Consider the people in the programs and the labs you're thinking about. These would be your colleagues. If you join the lab, you may end up spending more time with them than with the PI! Do you get along with these people? Can you learn from them, and them from you? Could you work with them? Leave a little room for growth (theirs and yours!) by focusing on potential, not current state exactly. Their experience can also be useful information because, chances are, your experience will be similar to theirs. Are they happy? Are they succeeding and growing? Don't confuse looking for labmates with whom you'd work well with looking for a friend! You are not looking for friends - you’re looking for people to work with and learn from; while being friends is good, it’s not primary (remember your goal). You can also ask about previous lab members - people who have left the lab. Who left the lab and why: did they graduate? did they transfer labs or programs? did they drop out? did they leave on their own, or were they kicked out? There are fine reasons to leave a lab, and less-fine reasons; reasons that have mostly to do with the person leaving, career stages, or things like that, and reasons that indicate an unhealthy or even toxic environment. Someone leaving the lab isn’t necessarily a bad thing, and not everything from the past is relevant to the future. Gather evidence and information, read between the lines, beware rumor and speculation, and come to your own evaluation.
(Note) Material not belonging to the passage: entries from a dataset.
PR #883, opened 2023-08-22
Fix/greedy input selection only with active stake keys

mirceahasegan:
# Context

Currently, the greedy input selector is used whenever the user has more than 1 reward account and tries to delegate, even if delegating to a single stake pool.
Scenario:
1. User enables multi-delegation and delegates to 2 pools. 2 stake keys will be created.
2. User disables multi-delegation and delegates to a single pool.
3. User wants to change delegation to another pool. Unexpectedly, inputs would be selected by the Greedy algorithm instead of the round-robin one. This should not occur because the user has only one active stake key.

# Proposed Solution
Use greedy input selection only when:
1. Multi delegating: distribute the funds to multiple addresses.
5. Reducing the number of pools to 1, which implies we have multiple registered stake keys. This is needed to concentrate the funds back into a single address and delegate its stake key.


mkazlauskas (approved):
Nice catch! :detective:

blaggacao:
Hey Folks! In case you haven't noticed, this PR actually _does_ [break](https://github.com/input-output-hk/cardano-js-sdk/actions/runs/5941501375/job/16112517860) CI/CD. Let's scramble to see what we can do.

Note that the potential for collaboration with other students in the lab may vary. Does this PI like to have lots of people contribute to each project? Do they instead like to carefully demarcate projects? The PI may have good reasons for either - consider those reasons and come to your own choice. Note that if there is collaboration between lab members (let alone with people outside of the lab), this may occur in addition to your own research that is primarily between you & the PI. In other words, you won’t just work on others’ projects, you’ll have your own too.
Especially when it comes to graduate school, the institution and the department matter, but not as much as the PI. The things decided at that level include stipend, course requirements, and resources, among other things. Ask around, and find out what you need to know.
Think about what you want outside of your research and PhD program too, including things like taking time off, seeing friends and family, having hobbies, having or starting a family, doing professional service, etc. These are part of keeping you mentally and physically healthy, and are parts of your life - do you feel that’d be supported in the ways you need and want? Do the PI and their lab do these things? If so, it’s a good sign they’ll support you in the same.